En lo que respecta a las características que deben poseer los modelos de policía comunitaria, se ha tomado como referencia las expuestas por Skolnick y Bayley:
“(1) la prevención del crimen debe estar constituida en base a la comunidad; (2) las actividades de patrulla se deben enfocar en los servicios no-urgentes; (3) las comunidades locales deben tener una mayor responsabilidad en la coproducción de seguridad; (4) finalmente, ha de descentralizarse el comando para dar una mayor flexibilidad a las actividades policiales, otorgando cierta discrecionalidad a los policías de punta” (2002:19) .

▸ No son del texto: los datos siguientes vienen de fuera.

PR #1082, opened 2020-04-16
feat: add margin warning suppression

jquense:
Not sure this is the best idea, but we are trying cobble together bootstrap v4 with popper without messing with the styles. Accomplishing it with a custom modifier that does check and account for margins when doing element rects https://github.com/react-bootstrap/react-bootstrap/pull/5112

Maybe it's better that we clear the margins manually and do offsets, but I can't think of a way to do that and also respect user overrides of margin.

This seems like it'd be safe to turn off the warning if i know i've handled it?

### DIFF
--- a/src/index.js
+++ b/src/index.js
@@ -127,29 +127,31 @@ export function popperGenerator(generatorOptions: PopperGeneratorArgs = {}) {
             }
           }
 
-          const {
-            marginTop,
-            marginRight,
-            marginBottom,
-            marginLeft,
-          } = getComputedStyle(popper);
+          if (!state.options.suppressMarginWarning) {
+            const {
+              marginTop,
+              marginRight,
+              marginBottom,
+              marginLeft,
+            } = getComputedStyle(popper);
 
-          // We no longer take into account `margins` on the popper, and it can
-          // cause bugs with positioning, so we'll warn the consumer
-          if (
-            [marginTop, marginRight, marginBottom, marginLeft].some(margin =>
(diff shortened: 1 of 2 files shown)


jquense:
Another approach could be to move modifier effects before this warning so we could check the margins, store the offsets and then remove the margin on the element

atomiks:
> Another approach could be to move modifier effects before this warning so we could check the margins, store the offsets and then remove the margin on the element


That's a lot better, adding an option to disable a warning feels really 🤢

jquense:
The counter point to that suggestion tho is that, Popper can't know if I have added margin support so the option is helpful for disabling it when it's wrong. Plus there is no runtime behavior change like moving the effect code might have.

I'm a bit torn on which is the best (for our use case) I'd like to not mutate element styles in the effect if possible, but it's also more correct of a solution. I'm not sure if it will break people tho

FezVrasta:
Would it help if we trigger the warning only if the margins are not equal all around?

jquense:
good question...let me check

jquense:
hmm i don't think it'd help, margin is only on the side relevant to the placement.

jquense:
I have figured out an approach around this warning so maybe nothing is needed after all https://github.com/react-bootstrap/react-bootstrap/pull/5112

FezVrasta:
Great! Thanks for the help

jquense:
thanks for the excellent library ya'll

Como se puede observar, se vuelve indispensable la mejora de la relación policía-sociedad con el fin de proporcionar seguridad. Se trata de hacer partícipe a las comunidades de las políticas de seguridad. Para ello son conformados distintos consejos comunitarios, por medio de los cuales se pueda establecer un diálogo donde los diferentes actores, policía y sociedad, sean capaces de llevar a cabo las políticas públicas necesarias, para mejorar, no solo cuestiones típicamente relacionadas con la seguridad pública, como son la reducción de los índices de crimen y delincuencia, sino también elementos como la mejora de los sistemas de salud, trabajo o educación, necesarios para progreso de las comunidades. Así mismo, este mayor contacto de la policía con los ciudadanos que debe proteger favorece la legitimación y puesta en valor de la actividad policial, al conocer en mayor medida las acciones llevadas a cabo por esta.

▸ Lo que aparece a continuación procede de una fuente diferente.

PR #1084, opened 2020-04-18
fix: documentElement as scrollParent

### LINKED ISSUE #1078: Wrong Popper position in a scrolled content
### CodePen demo

https://codepen.io/alex3ax/pen/qBOONPW

1. Scroll a little bit down
2. Click on the button
3. The tooltip position is wrong

The tooltip should be stuck to the bottom of the button

### What went wrong?

The scrollTop of the ref is always 0 in this example, it looks like the offset calculation can't take scroll into account. 

### Any other comments?

Given such a layout is it possible to configure the Popper behavior correctly without layout changes?

atomiks:
Closes #1078 

🚨We need to make sure this doesn't break Edge (<=2019) because the conditional where I added the new expression was important to it IIRC, we had to fix something


atomiks:
The tests pass for me locally 😢

atomiks:
Uhmm so the module path being misspelled literally didn't error for me anywhere locally (IDE, `yarn test`, ...) but failed in CI? 🤦‍♂️

FezVrasta:
> Uhmm so the module path being misspelled literally didn't error for me anywhere locally (IDE, `yarn test`, ...) but failed in CI? 🤦‍♂️ 

macOS is not case-sensitive, Linux is

FezVrasta:
Edge 18
image

atomiks:
Okay so...

Edge / IE don't report the actual `.scrollTop` on the body, and in this case, it's the only value we can use to determine scroll position (the window and html aren't being scrolled). This DOM layout is so ridiculous anyway 🤦

FezVrasta:
So, it looks like there is no way to detect `document.body` scroll offsets on IE and Edge <= 18 when the `body` is `position: relative; overflow: auto;`.

I'm going to merge this PR to at least fix the other browsers.

PR #1095, opened 2020-04-27
feat(flip): mainAxis and altAxis options

### LINKED ISSUE #1011: Add `mainAxis` and `altAxis` to the flip modifier
## Feature description

The flip modifier checks both axes to determine when to flip in v2. In Popper v1, it only checked the `mainAxis` (the axis along the placement, so `top` = `y`, the opposite of `preventOverflow`). 

## Why should this feature be part of the Popper's core?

El Programa Ronda do Quarteirão
El modelo de policía comunitaria desarrollado em Ceará será el denominado como Programa Ronda do Quarteirão, llevado a cabo por el gobernador Cid Ferreira Gomes en el año 2007. Esta política pública poseerá ciertos elementos característicos de los modelos comunitarios de policía, entre los que se pueden destacar (Proyecto Ronda do Quarteirão 2008 y 2010): (1) Actuar principalmente en los crímenes de menor potencial ofensivo, con una clara vertiente preventiva; (2) Promover la ciudadanía mediante la participación de las comunidades en el diagnóstico, análisis y solución de los problemas de seguridad; (3) Uso legal y proporcional de la fuerza respetando los Derechos Humanos; (4) Interacción con las comunidades a través de visitas a hogares, escuelas…; (5) Permanencia del mismo equipo policial en cada comunidad, mejorando la confianza perdida por el sistema policial tradicional.

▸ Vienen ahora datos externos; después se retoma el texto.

PR #1096, opened 2020-04-28
docs: use @popperjs/core downloads

atomiks:
Since it's now at ~1M from 0 when we released it lol


FezVrasta:
There's still quite a difference in numbers, I'd like to keep the other one for a bit more.

atomiks:
At the same time, it's useful to see how it's growing at a glance and I don't think 1M+ downloads/month will turn anyone off from using the lib compared to 20M? 🤔

FezVrasta:
Let's wait a bit more, we can always manually check for the progress of the new package.

PR #1098, opened 2020-04-29
fix: rewrite clippingRect logic

### LINKED ISSUE #1097: Wrong tooltip positions when X axis has overflow (on mobile)
### CodeSandbox demo

gistcdn.githack.com/FezVrasta/11b807834b33667c5d6d5422f0f6258c/raw/34fdc52bf041388bb3f57e4c94690ddfcf684a14/bug.html

(you need to open the dev tools and go in the mobile emulation mode)

1. 
2.
3.

atomiks:
Attempt to close #1097


src/dom-utils/getViewportRect.js
```diff
@@ -1,20 +1,30 @@
...
   // We don't know which browsers have buggy or odd implementations of this, so
   // for now we're only applying it to iOS to fix the keyboard issue.
   // Investigation required
-  if (visualViewport && /iPhone|iPod|iPad/.test(navigator.platform)) {
+  if (visualViewport) {
     width = visualViewport.width;
     height = visualViewport.height;
+
+    // Not Safari (which uses visual viewport by default)
+    if (!/^((?!chrome|android).)*safari/i.test(navigator.userAgent)) {
```
atomiks, line 23: This is terrible; need to figure out a way to feature detect Safari's differences

src/dom-utils/getViewportRect.js
```diff
@@ -13,6 +13,11 @@ export default function getViewportRect(element: Element) {
   let x = 0;
   let y = 0;
 
+  // NB: This isn't supported on iOS <= 12. If the keyboard is open, the popper
+  // can be obscured underneath it.
+  // Also, `html.clientHeight` adds the bottom bar height in Safari iOS, even
+  // if it isn't open, so if this isn't available, the popper will be detected
+  // to overflow the bottom of the screen too early.
```
atomiks, line 20: We could add the `HACK` for iOS <=12's bottom bar like before, but we still have that keyboard issue. iOS 13+ works fine without any hack.

PR #1100, opened 2020-05-04
fix return type for effect function

joshiste:
Without the clarifying parentheses it the return type of
the effect function is "function returning either void or void" 
instead of the intended "void or function returning void"


FezVrasta:
thanks!

PR #1113, opened 2020-05-23
Fixing functional test OOM issue

ianwalter:
By using a top-level container for the job you can pass a Docker option
to increase the shared memory used by the container. I set it to 1
gigabyte since that was suggested but it can be increased if that is
not sufficient for whatever reason.


FezVrasta:
Thanks!!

De este modo, lo que se pretende con este trabajo es poner en valor la necesidad de avanzar hacia la implementación de la seguridad ciudadana como elemento vertebrador de las políticas públicas llevadas a cabo por los diferentes estados. Todo ello, tomando como referencia los modelos de policía comunitaria y su clara aproximación a dicho concepto. Siendo ejemplificado con el caso del Programa Ronda do Quarteirão en el estado brasileño de Ceará.